PR #60287, opened 2024-08-08
Change JWKS per prod and non-prod env

nicklathe:
Currently, we use the same JWKS for prod and non-prod environments. This PR updates those JWKS to be separate between environments via the following:

- Configure public JWKS in config.yml.erb for all non-prod environments
- Override a different public JWKS in config/production.yml.erb for prod
- Remove dashboard/app/public/oauth/jwks.json

There was discussion about putting the JWKS in secrets manager, as we do the private key. However in order to add a key to the JWKS array, we'd first have to pull the existing JWKS object from Secrets Manager. Our current IAM polices don't allow either EngineeringFullAccess or EngineeringReadOnly to read/pull secrets that are used on our production servers. As a result, the decision was made to store the JWKS object in the appropriate config files.

**Follow-up work**
- Once this change has been deployed, we will need to update the non-prod environments with the new private key, via the normal secret creation/update flow.
- Currently both the production (currently used) JWK and the new non-prod JWK are configured to return at the JWKS endpoint. This is so we don't break the non-prod envs during this key rotation. Once the new private key has been pushed to secrets manager and is live (via a DTP), we can subsequently remove the production JWK from config.yml.erb.

## Links
[Jira](https://codedotorg.atlassian.net/browse/P20-336)

## PR Checklist:

- [ ] Code is well-commented

### DIFF
--- a/bin/generate-jwks
+++ b/bin/generate-jwks
@@ -1,24 +1,33 @@
 #!/usr/bin/env ruby
 
 # This script is meant to be run locally on a dev machine (not a server), and it
-# is used to generate new JSON Web Keys (JWK) to be added to the
-# JSON Web Key Set (JWKS) exposed at /oauth/jwks. It generates both the public
-# key and the private key. The public key will be added to the JWKS in
-# dashboard/public/oauth/jwks.json. It will print the private key and
-# key id (kid) that is to be used for updating the secret at
-# CDO.jwk_private_key_data.
-
+# is used to generate new JSON Web Keys (JWKS). It generates both the public key
+# and the private key. The public key will be formated in YAML, to simplify adding
+# it to the approprate config files (see below). The private key will be formated
+# as JSON, which is how it should be stored in Secrets Manager.
+#
+# Here are the locations the public key should be added
+# - For Production, the public key should be added to config/production.yml.erb
+# - For Non-Prod, the public key should be added to config.yml.erb
+#
 # When you include 'dev' as an argument, it will write the JWK and the private
 # key to your locals.yml. This should be done once for local development.
+#
+# You can find more information about the JWKS implimentation in docs/jwks.md
 
 require 'jwt'
 require 'json'
+require 'yaml'
+require 'active_support/core_ext/hash'
 
-allowed_args = ["dev", "prod"].freeze
-# default to 'prod'
-arg = ARGV.first || "prod"
+allowed_args = ["dev", "prod", "non-prod"].freeze
 
-puts "Usage: 'dev' or 'prod' as arguments...\n" unless allowed_args.include? arg
+@arg = ARGV.first
+
+unless allowed_args.include?(@arg)
+  puts "Usage: 'dev', 'prod', or 'non-prod' as arguments...\n"
+  return
+end
 
 params = {use: 'sig', alg: 'RS256'}
 jwk = JWT::JWK.new(OpenSSL::PKey::RSA.new(2048), params, kid_generator: JWT::JWK::Thumbprint)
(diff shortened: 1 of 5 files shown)


config.yml.erb
```diff
@@ -616,7 +616,20 @@ cdo_amplitude_api_key:
...
-jwks_data: <%=File.read("#{File.expand_path(File.dirname(__FILE__))}/dashboard/public/oauth/jwks.json")%>
+jwks_data:
+  keys:
+    - kty: "RSA"
+      n: "o-pwMF3Hf7iy_Rev-XEf4aPxCYxYiOevIXZVrQuQPVU8JE80XcNlrq8az8c3afp4G79nAVRWDxWTsYQXTNnr-HEBBklO_w5M-h6wIgMCnA9VDJtATgIlqNJ5hIQ37U_1Mmw3oLYJVXaKhkjD-GNFTF0r6rKjeAOp4sWoKTn83r2Tyi8ZGM2l3IQ9NYsurFrAT7DALu01V5EsM_sdBezc6r-LkGyTkIQqS4qDV7qesJE9cUe2FVXfnedWLeYBCsq-tIh50XVMB1FMFa97kN3UfS3rigQYAq-LkDc3e7rHB0DqduHJNZKiHBoYOra484N4nmDYj-cSoBkDzhyu84ni4w"
+      e: "AQAB"
+      use: "sig"
+      alg: "RS256"
+      kid: "yNt3MOdUenNV_bn6IKboK2d8iJBL2hDJ_RoMhUtO33Q"
+    - kty: "RSA"
```
nicklathe, line 621: Temporarily include the prod public key in the JWKS object for non-prod environments. This is so we don't break those envs during this key rotation, and can be removed once the private key has been applied in those envs.

cat5inthecradle (approved):

docs/jwks.md
```diff
@@ -14,19 +14,24 @@ allows us to start using a new key when signing JWTs, while still allowing users
...
    the [secrets process](../config/secrets.md)
-1. After the next deployment, code will start using the new private key when
+1. After a following DTP, code will start using the new private key when
    signing JWTs, and the `kid` in those JWTs will point to the new JWK
 
 After you are sure that any JWTs issued with the old key have expired, you can:
 
-1. Remove the old JWK from the `keys` array in the JWKS object at
-   `dashboard/public/oauth/jwks.json`
+1. Remove the old JWK from the `keys` array in the appropriate config file`
```
Hamms: nit:
```suggestion
1. Remove the old JWK from the `keys` array in the appropriate config file
```

docs/jwks.md
```diff
@@ -14,19 +14,24 @@ allows us to start using a new key when signing JWTs, while still allowing users
 to validate JWTs issued with the old key. To generate a new JWK, refer to the
 following steps:
 
-1. Run `bin/generate-jwks` locally on your dev machine (not on a server)
-1. This will push the new JWK to the JWKS array in
-   `dashboard/public/oauth/jwks.json`
-1. Open and merge a PR with the change
+1. Run `bin/generate-jwks <env>` locally on your dev machine (not on a server)
```
Hamms: Worth specifying here that `<env>` should be one of `'dev', 'prod', or 'non-prod'`?

bin/generate-jwks
```diff
@@ -1,24 +1,33 @@
...
-# CDO.jwk_private_key_data.
-
+# is used to generate new JSON Web Keys (JWKS). It generates both the public key
+# and the private key. The public key will be formated in YAML, to simplify adding
+# it to the approprate config files (see below). The private key will be formated
+# as JSON, which is how it should be stored in Secrets Manager.
+#
+# Here are the locations the public key should be added
+# - For Production, the public key should be added to config/production.yml.erb
+# - For Non-Prod, the public key should be added to config.yml.erb
```
Hamms: Might be worth incorporating a bit of an explanation of these config files into this instruction; something like,

```suggestion
# The public key used by default should be defined in `config.yml.erb`, for use in
# non-production environments. For the production environment, a production-specific
# public key override should be added to `config/production.yml.erb`.
```

Hamms (approved):
I have a couple of nitpicky suggestions for possible improvements, but regardless this LGTM. Thanks!

carl-codeorg (approved):
LGTM

docs/jwks.md
nicklathe: Thanks for calling this out, I had this as a passing thought as well, but kept moving. I'll add this clarification.

unlox775-code-dot-org (approved):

=-=-=

**Work item**. Each line from the top of the records down to the one with "-# JSON Web" must be retyped exactly; include both ends and nothing else.

**The answer**.
PR #60287, opened 2024-08-08
Change JWKS per prod and non-prod env

nicklathe:
Currently, we use the same JWKS for prod and non-prod environments. This PR updates those JWKS to be separate between environments via the following:

- Configure public JWKS in config.yml.erb for all non-prod environments
- Override a different public JWKS in config/production.yml.erb for prod
- Remove dashboard/app/public/oauth/jwks.json

There was discussion about putting the JWKS in secrets manager, as we do the private key. However in order to add a key to the JWKS array, we'd first have to pull the existing JWKS object from Secrets Manager. Our current IAM polices don't allow either EngineeringFullAccess or EngineeringReadOnly to read/pull secrets that are used on our production servers. As a result, the decision was made to store the JWKS object in the appropriate config files.

**Follow-up work**
- Once this change has been deployed, we will need to update the non-prod environments with the new private key, via the normal secret creation/update flow.
- Currently both the production (currently used) JWK and the new non-prod JWK are configured to return at the JWKS endpoint. This is so we don't break the non-prod envs during this key rotation. Once the new private key has been pushed to secrets manager and is live (via a DTP), we can subsequently remove the production JWK from config.yml.erb.

## Links
[Jira](https://codedotorg.atlassian.net/browse/P20-336)

## PR Checklist:

- [ ] Code is well-commented

### DIFF
--- a/bin/generate-jwks
+++ b/bin/generate-jwks
@@ -1,24 +1,33 @@
 #!/usr/bin/env ruby
 
 # This script is meant to be run locally on a dev machine (not a server), and it
-# is used to generate new JSON Web Keys (JWK) to be added to the
-# JSON Web Key Set (JWKS) exposed at /oauth/jwks. It generates both the public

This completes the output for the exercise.